### DIRECTIONS FOR THIS TASK
Take the records below from their first line to the line with "Well done @n4ch04 !!", and restate those lines word for word.
::::::::::
PR #1599, opened 2022-12-23
fix(send to s3): fixed send to s3 feature

n4ch04:
### Context

There was an issue when sending the output to a remote s3 bucket, due to the html default format.

### Description

Now the results are sent to the bucket in the three formats, by default in a directory called `output`

### License


jfagoagas (approved):
Well done @n4ch04 !!

PR #1617, opened 2022-12-26
Remove additional `apk update` in Dockerfile

PeterDaveHello:
### Context

I just happened to see this can be improved as I was passing by.

### Description

`apt upgrade` with `--no-cache` will do the cache update thing before the upgrade, just without leaving cache. Another `apt update` will only spend more time and network bandwidth ;)

### License

### DIFF
--- a/Dockerfile
+++ b/Dockerfile
@@ -3,7 +3,7 @@ FROM python:3.9-alpine
 LABEL maintainer="https://github.com/prowler-cloud/prowler"
 
 # Update system dependencies
-RUN apk --no-cache update && apk --no-cache upgrade
+RUN apk --no-cache upgrade
 
 # Create nonroot user
 RUN mkdir -p /home/prowler && \


jfagoagas:
Hi @PeterDaveHello, I think the `apk update` is required to get the latest index list of available packages but if you want to get rid of that command to only have the `apk upgrade` an additional `-U` flag is required, so the final command will be `apk --no-cache upgrade -U `

The official documentation states the above: https://wiki.alpinelinux.org/wiki/Upgrading_Alpine#Updating_package_lists

PeterDaveHello:
@jfagoagas `--no-cache` will do the index thing for you ;)

jfagoagas:
I've just saw it and it's include since Alpine Linux 3.3.

Thanks for the tip and the PR!

jfagoagas (approved):
🔝

PR #724, opened 2021-03-10
EUI-2667: DatePipe fix

paul-graham:
https://tools.hmcts.net/jira/browse/EUI-2667 ✅ `DONE`

### Change description ###
The `DatePipe` was throwing exceptions for dates that didn't fit the ISO format. This resulted in console errors and a failure to display dates when they are in a collection - the date is basically formatted twice, except the second time it throws an exception because it receives the already-formatted date.

This will now attempt to parse dates it receives that don't correspond to the ISO format and, when it encounters one, format it appropriately.

```
[ ] Yes
[x] No
```

**Notes**
This is a Draft PR for the moment as the original went stale after not being merged, despite the JIRA having been tested and approved. I've now rebased it against `master` so it should be re-tested.

### DIFF
--- a/RELEASE-NOTES.md
+++ b/RELEASE-NOTES.md
@@ -1,5 +1,8 @@
 ## RELEASE NOTES
 
+### Version 2.73.2-collection-date-field
+**EUI-2667** Fix to date field rendering within collections
+
 ### Version 2.73.0
 **EUI-3222** Loading spinner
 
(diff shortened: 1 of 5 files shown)


andywilkinshmcts (approved):

paulhowes-HMCTS (approved):
Looks ok, and seeing as it has already been approved prior to going stale then all good!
::::::::::
### ANSWER BOX
PR #1599, opened 2022-12-23
fix(send to s3): fixed send to s3 feature

n4ch04:
### Context

There was an issue when sending the output to a remote s3 bucket, due to the html default format.

### Description

Now the results are sent to the bucket in the three formats, by default in a directory called `output`

### License


jfagoagas (approved):
Well done @n4ch04 !!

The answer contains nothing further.